Bebtelovimab is authorized for emergency use by the FDA for the treatment of mild-to-moderate COVID-19 in patients 12 years and older weighing at least 40 kg with positive results of direct SARS-CoV-2 viral testing who are at high risk for progression to severe COVID-19, including hospitalization or death. Bebtelovimab should be administered as soon as possible after positive SARS-CoV-2 results and within 7 days of symptom onset.

FDA Approves Baricitinib for Hospitalized COVID-19 Patients

Baricitinib, an oral Janus kinase (JAK) inhibitor, is now FDA-approved for the treatment of COVID-19 in hospitalized adults requiring supplemental oxygen, noninvasive or invasive mechanical ventilation, or extracorporeal membrane oxygenation (ECMO). It is also authorized for emergency use by the FDA for hospitalized pediatric patients between 2 and 18 years of age who require oxygen support. The approval of baricitinib is based on efficacy and safety data from the ACTT-2 and COV-BARRIER clinical trials. In ACTT-2, baricitinib plus remdesivir was superior to remdesivir alone in reducing recovery time, particularly in patients receiving high-flow oxygen or noninvasive ventilation (10 days vs 18 days; rate ratio for recovery, 1.51; 95% confidence interval (CI), 1.10 to 2.08). The 28-day mortality was 5.1% with baricitinib plus remdesivir and 7.8% with remdesivir alone (hazard ratio [HR] for death, 0.65; 95% CI, 0.39 to 1.09). The COV-BARRIER trial found that baricitinib, in addition to standard of care (SoC), was associated with reduced 28-day mortality in hospitalized adults with COVID-19 compared with SoC alone (8% vs 13%; HR, 0.57; 95% CI, 0.41 to 0.78; P= .0018). The 60-day all-cause mortality was 10% with baricitinib plus SoC versus 15% with SoC (P= .005).

References:
Baricitinib fact sheet for healthcare providers. May 2022. (https://www.fda.gov/media/143823/download).  Accessed 5.24.2022.

Baricitinib (Olumiant®) PI 2022 (https://pi.lilly.com/us/olumiant-uspi.pdf). Accessed 5.24.2022.

Bebtelovimab fact sheet for healthcare providers. May 2022. (https://www.fda.gov/media/156152/download).  Accessed 5.24.2022.

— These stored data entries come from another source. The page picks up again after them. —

PR #1346, opened 2016-07-24
ENH: time/calendar business logic improvements

jbredeche:
I pulled in 03f120d3524434e6eb04759e65f9f394ce14b67b because I needed it on this branch, so once that PR is in, I can rebase that commit out.

The goal of this PR was to augment `data.can_trade` to also check whether the asset's exchange is open.  To do that, I also needed to move `before_trading_start` to fire at 8:45am (ie, possibly an exchange minute) instead of midnight UTC (a session label), so that got put into this PR too.


tests/pipeline/test_pipeline_algo.py
```diff
@@ -512,7 +513,7 @@ def initialize(context):
             attach_pipeline(pipeline, 'test')
 
         def handle_data(context, data):
-            today = get_datetime()
+            today = normalize_date(get_datetime())
```
ehebert: Does this mean that existing pipeline algos will change results without normalizing the date?

zipline/assets/_assets.pyx
```diff
@@ -187,37 +201,58 @@ cdef class Asset:
...
-        cdef int64_t dt_value
         cdef int64_t ref_start
         cdef int64_t ref_end
 
-        if not normalized:
-            dt_value = normalize_date(dt).value
-        else:
-            dt_value = dt.value
-
         ref_start = self.start_date.value
```
richafrank: What calendar's sessions do these boundary values correspond to?  Will futures contracts have start/end dates (session labels) that mean they expire at the close of the exchange they trade on?

zipline/assets/_assets.pyx
```diff
@@ -187,37 +201,58 @@ cdef class Asset:
...
+            The minute to check.
+
+        Returns
+        -------
+        boolean: whether the asset's exchange is open at the given minute.
+        """
+        calendar = self._exchange_trading_calendar_for_asset()
+        return calendar.is_open_on_minute(dt_minute)
+
+    def _exchange_trading_calendar_for_asset(self):
```
richafrank: Naming-wise, `Asset._exchange_trading_calendar_for_asset` strikes me as redundant.

zipline/assets/_assets.pyx
```diff
@@ -42,6 +44,16 @@ from pandas.tslib import normalize_date
...
 CACHE_FILE_TEMPLATE = '/tmp/.%s-%s.v6.cache'
 
+FUTURE_EXCHANGE_MAPPING = {
+    "CFE": "CFE",
+    "CBOT": "CME",
+    "CME": "CME",
+    "COMEX": "CME",
+    "NYMEX": "CME",
+    "ICEUS": "ICE",
+    "NYFE": "ICE"
```
richafrank: Do you think this mapping belongs in zipline, or should the creator of the data have mapped it already?

zipline/data/daily_history_aggregator.py
```diff
@@ -0,0 +1,416 @@
...
+# Unless required by applicable law or agreed to in writing, software
+# distributed under the License is distributed on an "AS IS" BASIS,
+# WITHOUT WARRANTIES OR CONDITIONS OF ANY KIND, either express or implied.
+# See the License for the specific language governing permissions and
+# limitations under the License.
+import numpy as np
+import pandas as pd
+
+
+class DailyHistoryAggregator(object):
```
richafrank: Are there changes in here?

jbredeche: no, just moved the file.

zipline/gens/sim_engine.pyx
```diff
@@ -59,28 +64,50 @@ cdef class MinuteSimulationClock:
...
-        for day in self.trading_days:
-            yield day, DAY_START
+        for idx, session in enumerate(self.sessions):
+            yield session, SESSION_START
+
+            bts_minute = self.before_trading_start_minutes[idx]
+            regular_minutes = self.minutes_by_session[session]
+
+            # we have to search anew every session, because there is no
+            # guarantee that any two session start on the same minute
```
richafrank: Could you clarify this?

zipline/gens/sim_engine.pyx
```diff
@@ -59,28 +64,50 @@ cdef class MinuteSimulationClock:
...
 
-            for minute in minutes:
-                yield minute, BAR
-                if minute_emission:
-                    yield minute, MINUTE_END
+                # emit all the minutes after bts_minute
+                for minute in regular_minutes[bts_idx:]:
+                    yield minute, BAR
+                    if minute_emission:
+                        yield minute, MINUTE_END
```
richafrank: Instead of repeating this 3 times over different iterables, would it make sense to factor out a function?

zipline/gens/tradesimulation.py
```diff
@@ -216,15 +214,19 @@ def calculate_minute_capital_changes(dt):
...
+                elif action == SESSION_END:
+                    # End of the session.
+                    if algo.perf_tracker.emission_rate == 'daily':
                         handle_benchmark(normalize_date(dt))
                     execute_order_cancellation_policy()
 
                     yield self._get_daily_message(dt, algo, algo.perf_tracker)
+                elif action == BEFORE_TRADING_START_BAR:
+                    # call before trading start
+                    algo.on_dt_changed(dt)
```
richafrank: If the sim engine might emit bars within a session both before and after BTS, might the dt not change here?

zipline/gens/sim_engine.pyx
```diff
@@ -59,28 +64,50 @@ cdef class MinuteSimulationClock:
...
+            bts_minute = self.before_trading_start_minutes[idx]
+            regular_minutes = self.minutes_by_session[session]
+
+            # we have to search anew every session, because there is no
+            # guarantee that any two session start on the same minute
+            bts_idx = regular_minutes.searchsorted(bts_minute)
+
+            if bts_idx == len(regular_minutes):
+                # before_trading_start is after the last close, so don't emit
+                # it
```
richafrank: If a session runs from BTS time to BTS time the next day, would we not run BTS?

zipline/assets/_assets.pyx
```diff
@@ -187,37 +201,58 @@ cdef class Asset:
...
+
+        Raises KeyError if the asset's exchange calendar cannot be found.
+
+        Returns
+        -------
+        The asset's exchange's trading calendar.
+        """
+        if isinstance(self, Equity):
+            # FIXME: probably too Quantopian-specific
+            return get_calendar("NYSE")
```
richafrank: Are we planning to move the calendars into the asset db + materialized instances?  My expectation was that we would look up the exchange on the asset.

zipline/algorithm.py
```diff
@@ -497,28 +497,33 @@ def _create_clock(self):
         trading_o_and_c = self.trading_calendar.schedule.ix[
             self.sim_params.sessions]
         market_closes = trading_o_and_c['market_close'].values.astype(np.int64)
+        minutely_emission = False
```
richafrank: Looks like this value is only used in the `else`.  Could move it there for parallel constructions between the `if` and the `else`, but not a big deal.

zipline/_protocol.pyx
```diff
@@ -460,15 +462,25 @@ cdef class BarData:
...
     cdef bool _can_trade_for_asset(self, asset, dt, adjusted_dt, data_portal):
-        if asset._is_alive(dt, False):
-            # is there a last price?
-            return not np.isnan(
-                data_portal.get_spot_value(
-                    asset, "price", adjusted_dt, self.data_frequency
-                )
-            )
+        session_label = normalize_date(dt) # FIXME
+        if not asset._is_alive_for_session(session_label):
```
richafrank: Naming-wise, looks like these underscore methods of `Asset` are actually public, in that consumers outside `Asset` call them?

zipline/assets/_assets.pyx
```diff
@@ -187,37 +201,58 @@ cdef class Asset:
         """
         return cls(**dict_)
 
-    def _is_alive(self, dt, bool normalized):
+    def _is_alive_for_session(self, session_label):
```
richafrank: Looks like each call site for this function calls `session_for_minute` immediately before.  Should we move that into here?

zipline/assets/_assets.pyx
```diff
@@ -89,6 +101,8 @@ cdef class Asset:
         self.first_traded = first_traded
         self.auto_close_date = auto_close_date
 
+
+
```
richafrank: I guess we don't have flake8 for cython, but probably don't want these extra lines.

tests/warnings_catcher.py
```diff
@@ -0,0 +1,32 @@
+from warnings import catch_warnings, WarningMessage
+
+
+class WarningsCatcher(catch_warnings):
+    """
+    Subclass of warnings.catch_warnings that takes a list of warning types to
+    ignore.
```
richafrank: Should we use `warnings`'s filters to manage this instead?

tests/warnings_catcher.py
```diff
@@ -0,0 +1,32 @@
...
+            raise RuntimeError("Cannot enter %r twice" % self)
+        self._entered = True
+        self._filters = self._module.filters
+        self._module.filters = self._filters[:]
+        self._showwarning = self._module.showwarning
+        if self._record:
+            log = []
+
+            def showwarning(*args, **kwargs):
+                if args[1] in self._types_to_ignore:
```
richafrank: Looks like this is the only intended difference from the base class, but there are other differences from the python3 version.  Since the intended difference is governed by `self._record`, which is always `True` for the subclass, I recommend actually setting it to `False`, and using:

```python
def __enter__(self):
    super(WarningsCatcher, self).__enter__()

    log = []
    def showwarning(*args, **kwargs):
        if args[1] in self._types_to_ignore:
            return
        log.append(WarningMessage(*args, **kwargs))

    self._module.showwarning = showwarning
    return log
```
which isolates the differences from the base class.

zipline/assets/_assets.pyx
jbredeche: Yes.  asset lifetimes are defined as a start and end session.  and futures contracts will expire at the end of a session.

zipline/assets/_assets.pyx
jbredeche: agreed, updated.

zipline/gens/sim_engine.pyx
jbredeche: Sure.  A trading calendar can have late opens, which means that for two trading sessions, the index of the `bts_minute` in the sessions' minutes can be different.

richafrank: Ah ok cool.  Could you include that in the comment? - just wasn't clear to me.  (Also typo "two session start")

zipline/gens/sim_engine.pyx
jbredeche: done

zipline/gens/tradesimulation.py
jbredeche: yes.  this just ensures that the algo dt is right, even if it's the same dt.

this ensures that the portfolio and account info are up to date if they are being accessed in `before_trading_start`.

zipline/assets/_assets.pyx
jbredeche: indeed.

zipline/gens/sim_engine.pyx
jbredeche: I made this more explicit, by checking if `bts_minute > regular_minutes[-1]`

zipline/_protocol.pyx
jbredeche: good call, they are public, fixed the naming.

zipline/assets/_assets.pyx
jbredeche: I prefer keeping this method simple - it's responsible for taking a session and returning whether the asset was alive for that session.

tests/warnings_catcher.py
jbredeche: good call, done

zipline/data/daily_history_aggregator.py
ehebert: Can we do this in a separate PR or commit?

ehebert: There is a change, `normalize_date` was changed to using `session_label`, working on a quick PR now to break out the move to a sep module so that difference is shown.

ehebert: https://github.com/quantopian/zipline/pull/135

zipline/assets/_assets.pyx
jbredeche: yup.  The asset db now has the canonical exchange name ("NASDAQ", "CME", etc) and we use that to look up the calendar.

Centers for Disease Control and Prevention (CDC). COVID data tracker. May 23, 2022. (https://covid.cdc.gov/covid-data-tracker/#variant-proportions). Accessed 5.24.2022.

Iketani S, et al. Antibody evasion properties of SARS-CoV-2 Omicron sublineages. Nature. 2022;604:553-556.

Kalil AC, et al. Baricitinib plus remdesivir for hospitalized adults with COVID-19. N Engl J Med. 2021;384:795-807.

Marconi VC, et al. Efficacy and safety of baricitinib for the treatment of hospitalised adults with COVID-19 (COV-BARRIER): a randomised, double-blind, parallel-group, placebo-controlled phase 3 trial. Lancet Resp Med. 2021;9:1407-1418.